> [Collected data]
*** Begin section ***

PR #20224, opened 2025-09-22
feat(protocol): a radical proposal for pacaya -> shasta transition 

ggonzalez94:
Please read the `pacaya-shasta-transition.md` document carefully.

This PR proposes a radical approach to the Pacaya -> Shasta transition where we get rid of the fork router entirely, and the new inbox is deployed to a new address and does not need to have any backwards compatibility(in storage or otherwise) with Pacaya.
Given this is a completely new protocol design and storage layout, I couldn't think on too many benefits of reusing the fork router.

---

> [!NOTE]
> Introduce an activatable Shasta Inbox with initializer-based activation, remove Pacaya compatibility (including bond withdrawal), update deployment/tests accordingly, and add a transition plan doc.
> 
> - **Shasta Inbox (`contracts/layer1/shasta/impl/Inbox.sol`)**:
>   - Add `init(address owner, address shastaInitializer)` and one-time `activate(bytes32 genesisBlockHash)`; store `_shastaInitializer` and clear it after activation.
>   - Rename/internalize activation logic to `_activateInbox`.
>   - Remove Pacaya compatibility state, `bondBalance`, and `withdrawBond`; drop `BondWithdrawn` event.
> - **Deployment (`script/layer1/based/DeployProtocolOnL1.s.sol`)**:
>   - Initialize proxy via `Inbox.init(owner, sender)` instead of `initV3(owner, L2_GENESIS_HASH)`.
> - **Tests (suite2 deployers)**:
>   - Use new `Inbox.init(owner, activator)` and explicitly call `activate(genesisHash)`.
> - **Docs**:
>   - Add `fork-router/pacaya-shasta-transition.md` detailing the Pacaya→Shasta transition plan and rationale for not using a fork router.
> 
> <sup>Written by [Cursor Bugbot](https://cursor.com/dashboard?tab=bugbot) for commit 8ccaaa464500fe7f667c51c478e3aff32e10c152. This will update automatically on new commits. Configure [here](https://cursor.com/dashboard?tab=bugbot).</sup>


packages/protocol/contracts/layer1/shasta/impl/Inbox.sol
```diff
@@ -155,23 +129,23 @@ contract Inbox is IInbox, IForcedInclusionStore, EssentialContract {
...
-        if (owner == address(0)) {
-            __Essential_init(_owner);
-        }
-        _initializeInbox(_genesisBlockHash);
+    /// @notice Activates the inbox so that it can start accepting proposals.
+    /// @dev Only the `shastaInitializer` or the owner can call this function.
+    /// @param _genesisBlockHash The hash of the genesis block
+    function activate(bytes32 _genesisBlockHash) external {
+        require(msg.sender == _shastaInitializer || msg.sender == owner(), ACCESS_DENIED());
+        _activateInbox(_genesisBlockHash);
```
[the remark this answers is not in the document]
ggonzalez94: I'll fix this soon. One option is to only allow calls from the `_shastaInitializer` address and as part of this function call set that address to zero, ensuring it cannot be called again.

dantaik:
I think the most challenging part is how to initialize Shasta’s initial state. Since some batches in Pacaya are not yet finalized, we cannot bootstrap Shasta directly from on-chain data. This means the initial state must be provided by a trusted party.

One caveat is that the trusted party (i.e., us) could accidentally set an incorrect genesis block hash. To mitigate this risk, we should add/enable a re-init function that allows Shasta’s state to be reset if necessary.

For ownership:
- Shasta Inbox should initially be controlled by the admin.taiko.eth multisig.
- Once the transition is complete and all Pacaya blocks are verified/finalized, ownership should then be transferred to delegate.taiko.eth.

@ggonzalez94 — I’ll leave the detailed design to you and the team, as I don’t see a better approach right now.

packages/protocol/contracts/layer1/fork-router/pacaya-shasta-transition.md
```diff
@@ -0,0 +1,48 @@
+## Goal
+
+The goal of this document is to outline a plan for the Pacaya->Shasta transition in the most secure and gas efficient way possible. ** Since the Shasta Inbox contract will still be deployed with a whitelisted set of preconfers, we can make use of those security assumptions to simplify the transition and avoid having to do too much on-chain. **
+
+## Terminilogy
+
+- `FORK_BLOCK`: The L1 block where the Pacaya -> Shasta transition should happen
```
dantaik, line 7: This is the first L1 block in which the Shasta `propose` function can be called without reverting, right?

packages/protocol/contracts/layer1/fork-router/pacaya-shasta-transition.md
```diff
@@ -0,0 +1,48 @@
...
+
+## Steps
+
+1. Deploy all the Shasta contracts, and initialize the inbox with `_genesisBlockHash` set to zero. This sets the inbox to an empty state. ** No proposals should happen to the inbox at this point **
+   NOTE: We can enforce this onchain by reverting if a proposal happens before `FORK_BLOCK`, but this will increase the cost of every subsequent call to the inbox. Given we have a whitelisted set of proposers another option is to rely on that trust assumption, and not add the on-chain check.
+2. Upgrade the Pacaya Inbox to stop accepting proposals after `FORK_BLOCK`.
+3. At `FORK_BLOCK` proposers stop submitting proposals to the Pacaya Inbox. This ensures we have a reliable state. After this moment proposers should start preconfing with the new shasta block structure.
+4. The `SHASTA_INITIALIZER` calls the `activate` function on the shasta inbox with the `_genesisBlockHash` as of the latest Pacaya batch.
```
davidtaikocha, line 45: And from the proving perspective, does this also mean that "A whitelist address optimistically proved / finalized that genesis Shasta block (which also means proofs and cooldown windows of a bunch of final Pacaya blocks might will be skipped before Shasta fork)". And ppl can start using that `_genesisBlockHash` to generate valid cross-chain merkle proof.

packages/protocol/contracts/layer1/fork-router/pacaya-shasta-transition.md
```diff
@@ -0,0 +1,48 @@
...
+   NOTE: This can be computed off-chain, and while it has not been proven yet, the `SHASTA_INITIALIZER` can ensure it will eventually be proven.
```
YoGhurt111, line 46: Is the `SHASTA_INITIALIZER` owned by DAO or by Multi-sig?

packages/protocol/contracts/layer1/fork-router/pacaya-shasta-transition.md
ggonzalez94: correct

packages/protocol/contracts/layer1/fork-router/pacaya-shasta-transition.md
ggonzalez94: yes, feel free to edit the md if it isn't clear

packages/protocol/contracts/layer1/fork-router/pacaya-shasta-transition.md
ggonzalez94: It should be an address that we control, likely an EOA because it needs to call `activate` in a short period of time(we have around 1 epoch window between proposals)

YoGhurt111: I'm just a bit concerned about whether this approach would be accepted by the community. In theory, if malicious intent arises, this could directly modify the L2 asset status.

ggonzalez94: agreed, but given that the storage layout is completely different I don't see a way to do this on-chain. So some trust is unfortunately needed. The good news is that it can be easily verified if the state was set to the right value, and it would become very evident if it didn't

davidtaikocha (approved):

*** End section ***

> [Work required]
Working through the data above, find every line holding "sender" and copy it.

> [Task solution]
>   - Initialize proxy via `Inbox.init(owner, sender)` instead of `initV3(owner, L2_GENESIS_HASH)`.
+        require(msg.sender == _shastaInitializer || msg.sender == owner(), ACCESS_DENIED());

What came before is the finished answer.